Перед нею уже остыла чашка кофе, к которому она не притронулась, только изредка отпивает воду из стакана. Это она так заказала — чашку кофе, стакан холодной воды. Пирожное она тоже не ест. Я свое уже съела и кофе выпила, время уже обеденное, я не отказалась бы от чего-нибудь более существенного, но пригласила меня она, платить будет она, она не предлагает мне заказать еще что-нибудь, а сама я не решаюсь: у меня и денег нет таких, чтобы в кафе обедать, и неловко своим заказом намекнуть ей на скупость, хотя я понимаю, дело не скупости, а просто она не помнит о том, что пора обедать и что я могу быть голодной — сама она так поглощена своим рассказом, что все остальное просто не существует.

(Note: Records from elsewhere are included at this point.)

PR #644, opened 2023-12-04
Treat INT_MAX limitations in pam_modutil_ioloop.c

stoeckmann:
The size arguments to pam_modutil_read and pam_modutil_write are of type int. I would like to change these to size_t to make them look like size arguments of system calls read and write, but since they are exported through header files, this would imply an API change.

A negative size value should not lead to a 0 return value, but -1 instead. Otherwise this can be interpreted as a short read, which leads to issues in pam_echo.

Since module pam_timestamp did not properly check for negative return values, I have adjusted the code there as well to avoid any side-effects due to my changes.

Proof of Concept for pam_echo:
1. Add pam_echo to a tool of your choice, e.g. /etc/pam.d/su
```
session   optional    pam_echo.so   file=/tmp/poc.txt
```
2. Create a file larger than INT_MAX
```
echo "hello world" > /tmp/poc.txt
dd if=/dev/zero of=/tmp/poc.txt bs=1 count=1 seek=2147483648 conv=notrunc
```
3. Trigger the line, e.g. run su

You will most likely encounter an empty line after the password prompt. If you skip the dd command, you will see "hello world" instead. The empty line would imply that the malloc-returned memory started with '\0' which is most likely the case.

### DIFF
--- a/modules/pam_timestamp/hmac_openssl_wrapper.c
+++ b/modules/pam_timestamp/hmac_openssl_wrapper.c
@@ -84,7 +84,7 @@ static int
 generate_key(pam_handle_t *pamh, char **key, size_t key_size)
 {
     int fd = 0;
-    size_t bytes_read = 0;
+    ssize_t bytes_read = 0;
     char * tmp = NULL;
 
     fd = open("/dev/urandom", O_RDONLY);
@@ -103,7 +103,7 @@ generate_key(pam_handle_t *pamh, char **key, size_t key_size)
     bytes_read = pam_modutil_read(fd, tmp, key_size);
     close(fd);
 
-    if (bytes_read < key_size) {
+    if (bytes_read < 0 || (size_t)bytes_read < key_size) {
         pam_syslog(pamh, LOG_ERR, "Short read on random device");
         free(tmp);
         return PAM_AUTH_ERR;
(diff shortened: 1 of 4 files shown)


ldv-alt (approved):

modules/pam_timestamp/hmac_openssl_wrapper.c
```diff
@@ -184,7 +190,7 @@ write_file(pam_handle_t *pamh, const char *file_name, char *text,
     bytes_written = pam_modutil_write(fd, text, text_length);
     close(fd);
 
-    if (bytes_written < text_length) {
+    if (bytes_written < 0 || (size_t)bytes_written < text_length) {
         pam_syslog(pamh, LOG_ERR, "Short write on %s", file_name);
         free(text);
```
BenBE, line 195: Inconsistent handling of `text` buffer. All other locations have `pam_overwrite_n(text, text_length);`, thus not having it here looks strange. That aside: Overwriting an input buffer on error looks strange AND is at least "unexpected behaviour". Overwriting buffer contents should be tasked to the caller, as changing a buffer in a write function is at least confusing.

BenBE (commented):
The code changes LGTM, the overall functions where changes are made not so much. Probably best to have these remarks addressed in another PR though …

PR #648, opened 2023-12-06
pam_pwhistory: fix memory leak on error path

ldv-alt:
* modules/pam_pwhistory/pwhistory_config.c (parse_config_file): Free the result returned by pam_modutil_search_key when it becomes unused.


stoeckmann:
I've missed this error case. Thanks for reviewing the other callers!

PR #649, opened 2023-12-06
RFC: libpam: remove unneeded allocations

stoeckmann:
The pam_modutil functions store results of reentrant functions by calling pam_set_data, but these entries are never retrieved again.

If reentrant functions do not exist, no such storing is performed either.

### DIFF
--- a/libpam/pam_modutil_getgrgid.c
+++ b/libpam/pam_modutil_getgrgid.c
@@ -15,28 +15,8 @@
 #include <stdio.h>
 #include <stdlib.h>
 
-static int intlen(int number)
-{
-    int len = 2;
-    while (number != 0) {
-        number /= 10;
-	len++;
-    }
-    return len;
-}
-
-static int longlen(long number)
-{
-    int len = 2;
-    while (number != 0) {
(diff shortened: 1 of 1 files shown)


stoeckmann:
This PR is merely meant as a "request for comment." Are there reasons that pam_modutil functions store their results in pamh? I could imagine that this was meant as "call reentrant functions once, then take result from pamh if called again." But I am not sure if this is still needed.

@ldv-alt, can you clarify this?

If you agree, I would add the other files to this comment as well.

ldv-alt:
> This PR is merely meant as a "request for comment." Are there reasons that pam_modutil functions store their results in pamh? I could imagine that this was meant as "call reentrant functions once, then take result from pamh if called again." But I am not sure if this is still needed.
> 
> @ldv-alt, can you clarify this?

The idea behind all these `pam_set_data` invocations is `pam_modutil_cleanup`,
this ensures that the memory allocated and returned by `pam_modutil_getgrgid` is eventually freed by `pam_end`.

stoeckmann:
Oh, that makes sense. Thanks!

PR #653, opened 2023-12-10
pam_limits: Specify maximum field width in sscanf()

standby24x7:
Add maximum field width in sscanf().
This prevents sscanf from writing past end of the
destination arrays, if the input contains a string longer than the arrays.


ldv-alt:
> Add maximum field width in sscanf(). This prevents sscanf from writing past end of the destination arrays, if the input contains a string longer than the arrays.

How could it happen given that the size of the buffer where the input string is stored is the same as the sizes of the destination string buffers?

stoeckmann:
See https://github.com/linux-pam/linux-pam/pull/662 as a replacement for this PR. It will help an eventual transition from fgets to getline.

PR #655, opened 2023-12-11
pam_timestamp: OpenSSL wrapper updates

BenBE:
This is a follow-up to my notes on #644.

The changes are mainly:
1. Ensure memory buffers with key material should always be wiped. This limits exposure of those buffers. This is mostly defense-in-depth, as those buffers are never exposed to the caller (error paths).

2. Prefer proper APIs for retrieving CSRNG data like OpenSSL's `RAND_priv_bytes` and `getrandom(5)`. As this is a wrapper for OpenSSL the call to `RAND_priv_bytes` is tried first, with `getrandom(5)` tried second. Only if both fail, a fallback to reading `/dev/urandom` is tried (which based on the implementation of `RAND_priv_bytes` is likely to fail too at this point).

I also added some checks for `PAM_NONNULL` to some of the functions to have the compiler check their inputs for valid pointers (as those checks were not performed inside those functions. If desired I can add those for the other functions too.

### DIFF
--- a/configure.ac
+++ b/configure.ac
@@ -640,6 +640,11 @@ AC_CHECK_FUNCS(explicit_bzero memset_explicit)
 AC_CHECK_FUNCS([ruserok_af ruserok], [break])
 AC_CHECK_FUNCS(close_range)
 
+dnl For module/pam_timestamp
+AC_CHECK_HEADERS([sys/random.h])
+dnl May require libbsd/libSystem on non-Linux platforms
+AC_CHECK_FUNCS(getrandom)
+
 AC_ARG_ENABLE([regenerate-docu],
   AS_HELP_STRING([--disable-regenerate-docu],[Don't re-build documentation from XML sources]),
   [enable_docu=$enableval], [enable_docu=yes])
--- a/modules/pam_timestamp/hmac_openssl_wrapper.c
+++ b/modules/pam_timestamp/hmac_openssl_wrapper.c
@@ -105,6 +105,7 @@ generate_key(pam_handle_t *pamh, char **key, size_t key_size)
 
     if (bytes_read < 0 || (size_t)bytes_read < key_size) {
         pam_syslog(pamh, LOG_ERR, "Short read on random device");
+        pam_overwrite_n(tmp, key_size);
         free(tmp);
         return PAM_AUTH_ERR;
     }
@@ -192,6 +193,7 @@ write_file(pam_handle_t *pamh, const char *file_name, char *text,
 
     if (bytes_written < 0 || (size_t)bytes_written < text_length) {
         pam_syslog(pamh, LOG_ERR, "Short write on %s", file_name);
+        pam_overwrite_n(text, text_length);
         free(text);
         return PAM_AUTH_ERR;
     }
--- a/modules/pam_timestamp/hmac_openssl_wrapper.c
+++ b/modules/pam_timestamp/hmac_openssl_wrapper.c
@@ -56,6 +56,10 @@
 #include "hmac_openssl_wrapper.h"
 #include "pam_inline.h"
 
+#ifdef HAVE_SYS_RANDOM_H
+#include <sys/random.h>
+#endif
+
 #define LOGIN_DEFS          "/etc/login.defs"
 #define CRYPTO_KEY          "HMAC_CRYPTO_ALGO"
 #define DEFAULT_ALGORITHM   "SHA512"
@@ -94,6 +98,15 @@ generate_key(pam_handle_t *pamh, char **key, size_t key_size)
         return PAM_AUTH_ERR;
     }
 
+#ifdef HAVE_GETRANDOM
+    /* Fallback to getrandom(2) if available */
+    if (getrandom(tmp, key_size, 0) == (ssize_t)key_size) {
+        *key = tmp;
+        return PAM_SUCCESS;
+    }
+#endif
+
+    /* Fallback to /dev/urandom */
     fd = open("/dev/urandom", O_RDONLY);
     if (fd == -1) {
         pam_syslog(pamh, LOG_ERR, "Cannot open /dev/urandom: %m");
--- a/modules/pam_timestamp/hmac_openssl_wrapper.c
+++ b/modules/pam_timestamp/hmac_openssl_wrapper.c
@@ -87,7 +87,7 @@ generate_key(pam_handle_t *pamh, char **key, size_t key_size)
     ssize_t bytes_read = 0;
     char *tmp = *key = NULL;
 
-    tmp = malloc(key_size);
+    tmp = calloc(1, key_size);
     if (!tmp) {
         pam_syslog(pamh, LOG_CRIT, "Not enough memory");
         return PAM_AUTH_ERR;
@@ -141,7 +141,7 @@ read_file(pam_handle_t *pamh, int fd, char **text, size_t *text_length)
         return PAM_AUTH_ERR;
     }
 
-    tmp = malloc(st.st_size);
+    tmp = calloc(1, st.st_size);
     if (!tmp) {
         pam_syslog(pamh, LOG_CRIT, "Not enough memory");
         close(fd);
--- a/modules/pam_timestamp/hmac_openssl_wrapper.c
+++ b/modules/pam_timestamp/hmac_openssl_wrapper.c
@@ -81,6 +81,7 @@ get_crypto_algorithm(pam_handle_t *pamh, int debug){
 }
 
 static int
+PAM_NONNULL((1, 2))
 generate_key(pam_handle_t *pamh, char **key, size_t key_size)
 {
     int fd = 0;
@@ -117,6 +118,7 @@ generate_key(pam_handle_t *pamh, char **key, size_t key_size)
 }
 
 static int
+PAM_NONNULL((1, 3, 4))
 read_file(pam_handle_t *pamh, int fd, char **text, size_t *text_length)
 {
     struct stat st;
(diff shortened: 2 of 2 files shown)


modules/pam_timestamp/hmac_openssl_wrapper.c
```diff
@@ -49,13 +49,18 @@
...
 
 #include <security/pam_ext.h>
 #include <security/pam_modutil.h>
 
 #include "hmac_openssl_wrapper.h"
 #include "pam_inline.h"
 
+#ifdef HAVE_GETRANDOM
+#include <sys/random.h>
+#endif
```
ldv-alt, line 62: I'm not sure there is a guarantee that `<sys/random.h>` is always provided along with `getrandom`.

modules/pam_timestamp/hmac_openssl_wrapper.c
```diff
@@ -81,22 +86,39 @@ get_crypto_algorithm(pam_handle_t *pamh, int debug){
 }
 
 static int
+PAM_NONNULL((1, 2))
```
ldv-alt, line 89: PAM_NONNULL decorations shouldn't be mixed with other changes.

modules/pam_timestamp/hmac_openssl_wrapper.c
```diff
@@ -81,22 +86,39 @@ get_crypto_algorithm(pam_handle_t *pamh, int debug){
...
 {
     int fd = 0;
     ssize_t bytes_read = 0;
-    char * tmp = NULL;
+    char *tmp = *key = NULL;
 
-    fd = open("/dev/urandom", O_RDONLY);
-    if (fd == -1) {
-        pam_syslog(pamh, LOG_ERR, "Cannot open /dev/urandom: %m");
+    tmp = calloc(key_size, 1);
```
ldv-alt, line 96: What was the reason of replacing `malloc` with `calloc`?

modules/pam_timestamp/hmac_openssl_wrapper.c
```diff
@@ -81,22 +86,39 @@ get_crypto_algorithm(pam_handle_t *pamh, int debug){
...
+    if (!tmp) {
+        pam_syslog(pamh, LOG_CRIT, "Not enough memory");
         return PAM_AUTH_ERR;
     }
 
-    tmp = malloc(key_size);
-    if (!tmp) {
-        pam_syslog(pamh, LOG_CRIT, "Not enough memory");
-        close(fd);
+    //Try to get random data from OpenSSL first
```
ldv-alt, line 102: This project does not use `//` style comments.

modules/pam_timestamp/hmac_openssl_wrapper.c
```diff
@@ -81,22 +86,39 @@ get_crypto_algorithm(pam_handle_t *pamh, int debug){
...
+        *key = tmp;
+        return PAM_SUCCESS;
+    }
+#endif
+
+    // Fallback to /dev/urandom
+    fd = open("/dev/urandom", O_RDONLY);
+    if (fd == -1) {
+        pam_syslog(pamh, LOG_ERR, "Cannot open /dev/urandom: %m");
+        pam_overwrite_n(tmp, key_size);
```
ldv-alt, line 120: This particular zeroing is applied to an area of memory where no data has been written yet.

ldv-alt (changes requested):

modules/pam_timestamp/hmac_openssl_wrapper.c
BenBE: Okay, will split into a separate commit.

modules/pam_timestamp/hmac_openssl_wrapper.c
BenBE: Will take a look at the docs, but AFAICS at least on Linux it's provided there. For *BSD I've to check.

modules/pam_timestamp/hmac_openssl_wrapper.c
BenBE: Having consistent, zero-initialized memory. This ensured a deterministic state when later operations to fill this memory only return the memory only partially filled.

No deal-breaker if skipped, but preferable IMO.

modules/pam_timestamp/hmac_openssl_wrapper.c
BenBE: k, will update.

modules/pam_timestamp/hmac_openssl_wrapper.c
BenBE: This zeroing applies to an area, where previous operations (`RAND_priv_bytes`/`getrandom`) may have partially filled the block.

modules/pam_timestamp/hmac_openssl_wrapper.c
BenBE: Looking around a bit, I found, that all systems that support `getrandom` have it in `sys/random.h` with the exceptions being OpenBSD, where it's in `unistd.h`. For some systems additional libraries have to be linked; I updated `configure.ac` accordingly.

NB: `unistd.h` is checked in `configure.ac` for its presence, but existing code already assumes it to be available. Thus no update on that front; but `sys/random.h` got a check using `HAVE_SYS_RANDOM_H` proper.

configure.ac
```diff
@@ -640,6 +640,12 @@ AC_CHECK_FUNCS(explicit_bzero memset_explicit)
 AC_CHECK_FUNCS([ruserok_af ruserok], [break])
 AC_CHECK_FUNCS(close_range)
 
+dnl For module/pam_timestamp
+AC_CHECK_HEADERS([sys/random.h unistd.h])
```
ldv-alt, line 644: unistd.h is already listed earlier, and it's indeed long assumed to be universally available.

configure.ac
```diff
@@ -640,6 +640,12 @@ AC_CHECK_FUNCS(explicit_bzero memset_explicit)
...
+AC_CHECK_LIB([bsd], [getrandom])
+AC_CHECK_LIB([System], [getrandom])
+AC_CHECK_FUNCS(getrandom)
```
ldv-alt, line 647: If anything, `AC_SEARCH_LIBS` would have to be used instead of `AC_CHECK_LIB`, but it seems to be an overkill in this case.  Let's just use `AC_CHECK_FUNCS(getrandom)`.

configure.ac
BenBE: Removed it. Had it there for completeness. That check was cached anyway though.

configure.ac
BenBE: Updated it to `AC_SEARCH_LIBS` only if `AC_CHECK_FUNCS` succeeds.

That way OpenBSD and OSX should work properly without unnecessary checks for most other platforms.

ldv-alt: It's the other way around, `AC_SEARCH_LIBS` is called first to find a library that provides the function, see e.g. the dance around `crypt_r` in `configure.ac`.

configure.ac
```diff
@@ -640,6 +640,12 @@ AC_CHECK_FUNCS(explicit_bzero memset_explicit)
 AC_CHECK_FUNCS([ruserok_af ruserok], [break])
 AC_CHECK_FUNCS(close_range)
 
+dnl For module/pam_timestamp
+AC_CHECK_HEADERS([sys/random.h])
+AC_SEARCH_LIBS([getrandom], [bsd System], [
+  AC_CHECK_FUNCS(getrandom)
+])
```
ldv-alt, line 647: The reason why I suggested not to invest time into `AC_SEARCH_LIBS` approach is that it's too complicated to worth the effort.

The side effect of this `AC_SEARCH_LIBS` is that everything will be linked with the library that provides `getrandom`.
Since `getrandom` is only needed for pam_timestamp/hmac_openssl_wrapper.c, the linking with extra libraries should be limited to the linking of that file, that is, only when openssl is enabled and only when this file is being linked.  This implies that all these new checks are needed only for `use_openssl=yes` case and the extra libraries would have to be saved into a separate variable and used only in the linking command that needs it.

I still don't see why would you want to go into all this complexity in this project which doesn't seem to be used outside Linux ecosystem nowadays.

modules/pam_timestamp/hmac_openssl_wrapper.c
```diff
@@ -81,22 +86,39 @@ get_crypto_algorithm(pam_handle_t *pamh, int debug){
...
-        pam_syslog(pamh, LOG_CRIT, "Not enough memory");
-        close(fd);
+    /* Try to get random data from OpenSSL first */
+    if (RAND_priv_bytes((unsigned char *)tmp, key_size) == 1) {
+        *key = tmp;
+        return PAM_SUCCESS;
+    }
+
+#ifdef HAVE_GETRANDOM
+    /* Fallback to getrandom(5) if available */
```
ldv-alt, line 109: Apparently, it's `getrandom(2)`.

ldv-alt (changes requested):

modules/pam_timestamp/hmac_openssl_wrapper.c
BenBE: Fixed.

configure.ac
BenBE: Reason is mainly to be friendly to the person who may encounter compile errors on non-Linux platforms. ;-) I left a note re `libbsd`/`libSystem` in a comment; apart from that, it's a plain `AC_CHECK_FUNCS` call now.

ldv-alt (approved):

PR #657, opened 2023-12-11
pam_unix: check str to integer conversions

stoeckmann:
Print an error in syslog if an integer could not be converted.

This prevents working with incorrectly parsed values from e.g. /etc/login.defs.

Proof of Concept:
1. Use following pam_unix.so configuration for passwd in e.g. /etc/pamd./system-password
```
password  required    pam_unix.so       yescrypt shadow try_first_pass minlen=4294967296
```
2. Try to change password with passwd
```
$ passwd
```
3. Notice that you can use any length of password and no error in syslog

With this patch, syslog will contain `pam_unix(passwd:chauthtok): option minlen invalid [4294967296]`.

### DIFF
--- a/modules/pam_unix/passverify.c
+++ b/modules/pam_unix/passverify.c
@@ -5,6 +5,7 @@
 #include <security/_pam_macros.h>
 #include <security/pam_modules.h>
 #include "support.h"
+#include <limits.h>
 #include <stdio.h>
 #include <string.h>
 #include <sys/types.h>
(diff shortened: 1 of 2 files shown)


stoeckmann:
Conflicts with https://github.com/linux-pam/linux-pam/pull/656 but since it's a different issue, I keep them separated and will rebase this one or the other.

ldv-alt:
> With this patch, syslog will contain `pam_unix(passwd:chauthtok): option minlen invalid [4294967296]`.

Wouldn't it be slightly better to cite the original string in the log, e.g.
`pam_unix(passwd:chauthtok): invalid option value: minlen=4294967296`?

stoeckmann:
> Wouldn't it be slightly better to cite the original string in the log, e.g. `pam_unix(passwd:chauthtok): invalid option value: minlen=4294967296`?

It is the original string value, not the parsed integer. I have tried to keep the style in sync with the other syslog entries, e.g. `option remember not allowed for this module type` and `"unrecognized option [%s]", *argv`

ldv-alt:
> Conflicts with #656 but since it's a different issue, I keep them separated and will rebase this one or the other.

OK, please rebase then.

stoeckmann:
It's rebased.

ldv-alt (approved):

— Вот я и родилась. И точно, врачи правду сказали — процесс прекратился, мама выздоровела. Легче бабушке от этого не стало, потому что я родилась хилой и маленькой, слабой ужасно, а потом еще и болеть начала. До трех лет ни одного дня здоровой не была. Был момент, когда врачи сказали бабушке, что они не знают, как со мной быть, скорее всего, ничего мне не поможет, нужно быть готовыми, что в любой момент… Бабушка в ужас пришла. У нее самой первый ребенок умер в полтора года, а тут еще и я… Сосед тоже добавил — сказал, что вот я уже и голову не держу, не жилица, и возиться со мной нечего. Бабушка разозлилась ужасно на всех и начала меня лечить по-своему, кормить усиленно, не знаю, что она делала со мной, но вот я живу — это благодаря ей. Из могилы за ноги меня вытащила. Мне кажется, я потому умирать стала, что миссия моя была выполнена. Я ведь не была желанным ребенком, я была нужна только, чтобы спасти жизнь маме. А после этого я уже нужна не была, жизнь моя была прожита вся, предназначение свое я выполнила и могла уходить, а бабушка не пустила.
Она сидит передо мной, красивая женщина, хорошо и со вкусом одета… Я пытаюсь понять, не розыгрыш ли ее рассказ. Может быть, она какой-то фильм мне рассказывает? У нее чудные волосы — очень темные, очень блестящие, все в крупных завитках, при каждом ее движении волосы бликуют, словно зайчиков пускают в окружающее пространство, сияющий ореол вокруг ее головы, и в тон ему сияют глаза на очень смуглом лице. Сначала глаза кажутся черными, но если приглядеться, можно увидеть, что, на самом деле, они орехового цвета, а черными кажутся из-за неправдоподобно длинных и густых ресниц, затеняющих эти глаза, но если она широко их открывает, они контрастируют с темной кожей и от этого кажутся еще более светлыми и яркими. Красивые густые брови хорошей дугообразной формы, полные губы вишневого цвета, белые зубы… Не может быть, что эта красавица вылупилась из заморыша, который не должен был выжить, не может быть, чтобы ее мать не хотела ее родить и не хотела ею заниматься, когда она болела.